Work instructions:
Where does the word "more" occur in the entries below? Copy every line that has it.

Records drawn from a dataset:
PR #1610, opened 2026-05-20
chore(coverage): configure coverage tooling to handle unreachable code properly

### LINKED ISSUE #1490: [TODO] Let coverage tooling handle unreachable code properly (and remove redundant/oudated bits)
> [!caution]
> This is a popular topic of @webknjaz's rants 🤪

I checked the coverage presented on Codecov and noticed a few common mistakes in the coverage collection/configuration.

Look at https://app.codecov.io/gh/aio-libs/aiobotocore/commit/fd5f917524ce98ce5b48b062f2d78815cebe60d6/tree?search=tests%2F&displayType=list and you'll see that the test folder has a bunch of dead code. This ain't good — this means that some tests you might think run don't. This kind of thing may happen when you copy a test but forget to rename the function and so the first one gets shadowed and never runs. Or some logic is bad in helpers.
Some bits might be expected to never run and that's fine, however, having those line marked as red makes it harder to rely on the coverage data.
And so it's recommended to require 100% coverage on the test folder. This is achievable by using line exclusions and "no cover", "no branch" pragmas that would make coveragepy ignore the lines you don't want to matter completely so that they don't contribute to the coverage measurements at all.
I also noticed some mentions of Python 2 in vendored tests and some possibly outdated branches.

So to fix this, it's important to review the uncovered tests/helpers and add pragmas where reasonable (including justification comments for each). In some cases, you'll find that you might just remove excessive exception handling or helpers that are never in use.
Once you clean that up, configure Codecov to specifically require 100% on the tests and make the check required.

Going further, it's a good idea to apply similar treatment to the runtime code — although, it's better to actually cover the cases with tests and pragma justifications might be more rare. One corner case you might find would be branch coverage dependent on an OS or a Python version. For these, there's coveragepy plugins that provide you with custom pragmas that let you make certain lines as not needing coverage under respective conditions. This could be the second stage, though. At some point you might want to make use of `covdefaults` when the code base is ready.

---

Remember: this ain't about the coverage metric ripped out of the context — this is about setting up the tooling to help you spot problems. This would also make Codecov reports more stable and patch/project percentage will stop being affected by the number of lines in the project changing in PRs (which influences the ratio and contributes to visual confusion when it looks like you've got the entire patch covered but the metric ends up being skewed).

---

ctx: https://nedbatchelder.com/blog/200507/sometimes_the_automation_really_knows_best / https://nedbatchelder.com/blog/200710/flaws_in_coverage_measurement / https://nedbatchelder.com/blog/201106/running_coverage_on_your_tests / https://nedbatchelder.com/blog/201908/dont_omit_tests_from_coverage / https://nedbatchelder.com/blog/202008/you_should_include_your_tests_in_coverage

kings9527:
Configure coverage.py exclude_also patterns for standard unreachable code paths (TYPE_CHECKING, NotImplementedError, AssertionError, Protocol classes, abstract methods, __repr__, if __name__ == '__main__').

Answer:
Going further, it's a good idea to apply similar treatment to the runtime code — although, it's better to actually cover the cases with tests and pragma justifications might be more rare. One corner case you might find would be branch coverage dependent on an OS or a Python version. For these, there's coveragepy plugins that provide you with custom pragmas that let you make certain lines as not needing coverage under respective conditions. This could be the second stage, though. At some point you might want to make use of `covdefaults` when the code base is ready.
Remember: this ain't about the coverage metric ripped out of the context — this is about setting up the tooling to help you spot problems. This would also make Codecov reports more stable and patch/project percentage will stop being affected by the number of lines in the project changing in PRs (which influences the ratio and contributes to visual confusion when it looks like you've got the entire patch covered but the metric ends up being skewed).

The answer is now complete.